To do: Within the data below, find the string "once" and return each line where it occurs.

━━━ Supplied material

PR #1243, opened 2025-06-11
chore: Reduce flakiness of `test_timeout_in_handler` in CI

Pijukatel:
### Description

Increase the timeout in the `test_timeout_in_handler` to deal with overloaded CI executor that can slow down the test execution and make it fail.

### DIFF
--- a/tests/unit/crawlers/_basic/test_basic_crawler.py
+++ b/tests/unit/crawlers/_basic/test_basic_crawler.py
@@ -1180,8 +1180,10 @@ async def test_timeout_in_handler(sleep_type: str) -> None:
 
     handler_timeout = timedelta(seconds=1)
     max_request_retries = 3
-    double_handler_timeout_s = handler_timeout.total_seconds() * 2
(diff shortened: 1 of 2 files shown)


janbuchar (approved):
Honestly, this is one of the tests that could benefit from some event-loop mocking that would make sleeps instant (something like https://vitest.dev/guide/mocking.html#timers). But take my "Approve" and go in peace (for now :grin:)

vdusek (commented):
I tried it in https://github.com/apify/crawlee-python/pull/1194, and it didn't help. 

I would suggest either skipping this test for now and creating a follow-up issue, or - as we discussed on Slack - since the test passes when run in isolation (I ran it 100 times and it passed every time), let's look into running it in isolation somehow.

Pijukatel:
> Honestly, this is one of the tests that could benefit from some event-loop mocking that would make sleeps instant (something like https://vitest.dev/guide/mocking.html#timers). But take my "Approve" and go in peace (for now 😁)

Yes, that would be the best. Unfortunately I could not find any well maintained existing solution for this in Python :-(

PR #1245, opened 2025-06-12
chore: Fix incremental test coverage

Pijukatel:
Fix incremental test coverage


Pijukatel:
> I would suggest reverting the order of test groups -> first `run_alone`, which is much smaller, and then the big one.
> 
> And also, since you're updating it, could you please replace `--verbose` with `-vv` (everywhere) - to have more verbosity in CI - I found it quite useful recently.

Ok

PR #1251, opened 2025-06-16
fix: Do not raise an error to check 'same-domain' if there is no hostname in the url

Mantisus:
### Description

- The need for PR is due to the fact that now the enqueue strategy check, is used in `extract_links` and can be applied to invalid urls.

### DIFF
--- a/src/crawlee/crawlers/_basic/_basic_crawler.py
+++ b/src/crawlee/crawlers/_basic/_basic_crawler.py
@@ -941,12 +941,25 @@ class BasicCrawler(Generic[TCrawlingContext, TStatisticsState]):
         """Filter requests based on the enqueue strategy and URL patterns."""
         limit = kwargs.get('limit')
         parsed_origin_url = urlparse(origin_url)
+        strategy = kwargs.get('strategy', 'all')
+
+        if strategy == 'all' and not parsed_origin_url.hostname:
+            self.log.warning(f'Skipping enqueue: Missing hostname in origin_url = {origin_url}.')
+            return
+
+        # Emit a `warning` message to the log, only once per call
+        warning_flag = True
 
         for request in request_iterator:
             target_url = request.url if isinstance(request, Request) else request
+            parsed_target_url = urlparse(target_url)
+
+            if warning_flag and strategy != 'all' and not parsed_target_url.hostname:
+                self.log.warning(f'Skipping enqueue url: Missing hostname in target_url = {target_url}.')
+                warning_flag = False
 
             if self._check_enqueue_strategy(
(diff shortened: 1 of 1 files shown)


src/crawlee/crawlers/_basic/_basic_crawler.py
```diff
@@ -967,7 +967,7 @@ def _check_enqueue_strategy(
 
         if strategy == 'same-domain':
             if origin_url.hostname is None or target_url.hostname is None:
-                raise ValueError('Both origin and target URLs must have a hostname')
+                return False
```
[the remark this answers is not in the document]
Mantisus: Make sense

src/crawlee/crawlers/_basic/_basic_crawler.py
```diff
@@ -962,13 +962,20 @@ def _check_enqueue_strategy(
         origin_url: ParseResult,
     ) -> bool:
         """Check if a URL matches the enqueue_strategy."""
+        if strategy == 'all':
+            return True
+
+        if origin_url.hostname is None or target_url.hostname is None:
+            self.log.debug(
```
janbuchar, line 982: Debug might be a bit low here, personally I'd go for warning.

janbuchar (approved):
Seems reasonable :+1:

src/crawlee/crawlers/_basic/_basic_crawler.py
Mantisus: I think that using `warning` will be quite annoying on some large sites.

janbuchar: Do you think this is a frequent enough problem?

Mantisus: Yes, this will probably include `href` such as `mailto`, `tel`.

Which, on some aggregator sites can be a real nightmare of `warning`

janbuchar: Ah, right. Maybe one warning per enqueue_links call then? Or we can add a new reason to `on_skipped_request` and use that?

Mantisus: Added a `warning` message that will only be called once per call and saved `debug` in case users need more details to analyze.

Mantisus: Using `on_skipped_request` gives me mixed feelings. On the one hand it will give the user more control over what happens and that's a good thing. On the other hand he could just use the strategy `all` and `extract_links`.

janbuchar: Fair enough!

━━━━━━
━━━ Supplied material

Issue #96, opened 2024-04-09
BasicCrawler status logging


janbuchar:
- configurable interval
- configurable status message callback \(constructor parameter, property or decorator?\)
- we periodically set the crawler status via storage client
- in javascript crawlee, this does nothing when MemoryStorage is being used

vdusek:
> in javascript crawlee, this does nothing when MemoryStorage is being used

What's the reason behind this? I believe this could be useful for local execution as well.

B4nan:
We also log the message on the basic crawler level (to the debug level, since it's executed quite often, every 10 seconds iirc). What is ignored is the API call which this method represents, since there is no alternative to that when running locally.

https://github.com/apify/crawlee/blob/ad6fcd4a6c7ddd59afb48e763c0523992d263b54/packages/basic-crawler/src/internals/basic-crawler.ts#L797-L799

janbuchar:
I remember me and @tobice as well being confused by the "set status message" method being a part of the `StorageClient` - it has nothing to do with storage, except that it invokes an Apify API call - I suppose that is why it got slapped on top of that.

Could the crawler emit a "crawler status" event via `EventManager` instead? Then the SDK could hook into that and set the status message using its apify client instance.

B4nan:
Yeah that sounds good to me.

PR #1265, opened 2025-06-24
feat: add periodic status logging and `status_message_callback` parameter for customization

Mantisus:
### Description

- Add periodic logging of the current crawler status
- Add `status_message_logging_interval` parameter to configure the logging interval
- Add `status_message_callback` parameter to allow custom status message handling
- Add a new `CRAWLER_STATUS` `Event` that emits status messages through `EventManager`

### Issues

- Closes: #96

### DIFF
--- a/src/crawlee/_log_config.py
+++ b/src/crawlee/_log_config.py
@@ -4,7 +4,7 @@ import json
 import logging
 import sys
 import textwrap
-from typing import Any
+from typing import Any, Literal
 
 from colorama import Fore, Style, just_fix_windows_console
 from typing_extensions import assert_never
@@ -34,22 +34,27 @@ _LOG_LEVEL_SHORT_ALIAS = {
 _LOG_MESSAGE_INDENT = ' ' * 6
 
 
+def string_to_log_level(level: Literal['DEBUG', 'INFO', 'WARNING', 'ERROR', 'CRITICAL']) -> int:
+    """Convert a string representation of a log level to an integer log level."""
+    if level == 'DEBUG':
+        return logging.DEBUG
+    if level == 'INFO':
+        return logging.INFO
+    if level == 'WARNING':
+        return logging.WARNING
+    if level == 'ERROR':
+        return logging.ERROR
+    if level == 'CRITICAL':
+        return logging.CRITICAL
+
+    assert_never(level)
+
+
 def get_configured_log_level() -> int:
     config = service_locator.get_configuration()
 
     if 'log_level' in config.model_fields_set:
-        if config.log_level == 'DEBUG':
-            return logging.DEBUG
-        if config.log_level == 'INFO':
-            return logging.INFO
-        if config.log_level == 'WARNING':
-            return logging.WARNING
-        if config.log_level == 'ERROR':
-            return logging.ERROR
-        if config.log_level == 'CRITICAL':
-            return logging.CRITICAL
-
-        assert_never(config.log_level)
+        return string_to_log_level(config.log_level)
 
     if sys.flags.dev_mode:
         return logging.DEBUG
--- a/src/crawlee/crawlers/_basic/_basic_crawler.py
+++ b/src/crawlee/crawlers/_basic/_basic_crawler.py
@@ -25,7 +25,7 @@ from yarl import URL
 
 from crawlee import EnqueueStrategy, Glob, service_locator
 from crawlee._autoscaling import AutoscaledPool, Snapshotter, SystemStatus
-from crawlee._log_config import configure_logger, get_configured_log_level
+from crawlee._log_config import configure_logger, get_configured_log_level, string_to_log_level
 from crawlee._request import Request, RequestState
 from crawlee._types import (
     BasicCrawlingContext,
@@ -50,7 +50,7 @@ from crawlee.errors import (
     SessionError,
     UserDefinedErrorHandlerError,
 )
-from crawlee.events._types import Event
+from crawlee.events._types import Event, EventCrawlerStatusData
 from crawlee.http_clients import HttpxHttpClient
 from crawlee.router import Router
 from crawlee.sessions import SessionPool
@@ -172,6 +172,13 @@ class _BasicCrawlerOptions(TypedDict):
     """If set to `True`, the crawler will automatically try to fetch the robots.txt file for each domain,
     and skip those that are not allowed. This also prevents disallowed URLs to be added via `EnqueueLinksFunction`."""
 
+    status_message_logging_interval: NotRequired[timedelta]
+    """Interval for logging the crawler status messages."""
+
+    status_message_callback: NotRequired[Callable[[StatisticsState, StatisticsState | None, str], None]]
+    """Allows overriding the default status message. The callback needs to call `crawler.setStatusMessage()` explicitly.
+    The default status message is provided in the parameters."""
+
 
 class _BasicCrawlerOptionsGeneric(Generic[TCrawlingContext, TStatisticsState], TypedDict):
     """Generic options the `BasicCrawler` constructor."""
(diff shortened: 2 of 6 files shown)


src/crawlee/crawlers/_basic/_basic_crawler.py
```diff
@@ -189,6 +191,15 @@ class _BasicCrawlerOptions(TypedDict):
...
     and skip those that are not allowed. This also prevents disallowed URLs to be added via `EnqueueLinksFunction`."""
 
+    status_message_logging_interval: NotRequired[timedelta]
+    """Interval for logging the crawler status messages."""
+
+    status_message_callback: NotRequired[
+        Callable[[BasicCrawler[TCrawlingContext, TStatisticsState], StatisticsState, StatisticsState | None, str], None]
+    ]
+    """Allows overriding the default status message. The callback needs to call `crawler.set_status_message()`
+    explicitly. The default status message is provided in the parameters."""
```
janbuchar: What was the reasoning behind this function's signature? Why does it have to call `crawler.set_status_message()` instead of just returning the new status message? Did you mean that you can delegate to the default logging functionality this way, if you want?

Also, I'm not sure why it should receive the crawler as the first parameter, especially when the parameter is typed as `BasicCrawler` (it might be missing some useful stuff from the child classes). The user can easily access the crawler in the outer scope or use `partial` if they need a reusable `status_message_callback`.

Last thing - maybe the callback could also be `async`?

━━━━━━
━━━ Supplied material

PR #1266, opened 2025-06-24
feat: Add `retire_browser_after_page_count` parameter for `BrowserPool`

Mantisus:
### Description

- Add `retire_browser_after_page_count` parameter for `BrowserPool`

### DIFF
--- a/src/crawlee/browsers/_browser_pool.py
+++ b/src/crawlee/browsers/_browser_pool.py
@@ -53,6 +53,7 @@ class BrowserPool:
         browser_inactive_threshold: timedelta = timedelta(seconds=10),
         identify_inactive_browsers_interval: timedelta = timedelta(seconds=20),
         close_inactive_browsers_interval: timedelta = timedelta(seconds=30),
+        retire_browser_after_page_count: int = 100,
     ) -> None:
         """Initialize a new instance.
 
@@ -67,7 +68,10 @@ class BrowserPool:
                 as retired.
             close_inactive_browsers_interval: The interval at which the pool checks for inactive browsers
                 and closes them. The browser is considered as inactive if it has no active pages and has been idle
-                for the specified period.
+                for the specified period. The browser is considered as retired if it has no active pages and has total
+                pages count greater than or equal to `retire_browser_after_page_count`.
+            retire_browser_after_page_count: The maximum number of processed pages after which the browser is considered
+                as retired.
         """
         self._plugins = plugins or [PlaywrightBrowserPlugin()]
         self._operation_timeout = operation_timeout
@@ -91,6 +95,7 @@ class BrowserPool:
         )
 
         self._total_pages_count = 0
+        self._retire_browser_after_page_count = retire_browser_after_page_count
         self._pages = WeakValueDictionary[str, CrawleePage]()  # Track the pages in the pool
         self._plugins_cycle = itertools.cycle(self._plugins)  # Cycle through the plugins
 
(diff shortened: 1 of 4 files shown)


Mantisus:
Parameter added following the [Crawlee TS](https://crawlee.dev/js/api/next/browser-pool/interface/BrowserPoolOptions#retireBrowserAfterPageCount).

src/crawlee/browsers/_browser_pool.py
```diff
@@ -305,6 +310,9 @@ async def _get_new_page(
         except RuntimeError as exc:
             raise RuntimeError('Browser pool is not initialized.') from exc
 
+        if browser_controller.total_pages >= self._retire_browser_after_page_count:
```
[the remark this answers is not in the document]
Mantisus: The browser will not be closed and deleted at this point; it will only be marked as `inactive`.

━━━━━━

Expected answer:
+        # Emit a `warning` message to the log, only once per call
Mantisus: Added a `warning` message that will only be called once per call and saved `debug` in case users need more details to analyze.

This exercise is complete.